Would you give the entries below again, precisely as they are written?

⁂

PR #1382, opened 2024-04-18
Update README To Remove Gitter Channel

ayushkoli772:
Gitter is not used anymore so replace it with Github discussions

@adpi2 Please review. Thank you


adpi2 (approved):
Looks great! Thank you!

⁂

RESPONSE ->
PR #1382, opened 2024-04-18
Update README To Remove Gitter Channel

ayushkoli772:
Gitter is not used anymore so replace it with Github discussions

@adpi2 Please review. Thank you


adpi2 (approved):
Looks great! Thank you!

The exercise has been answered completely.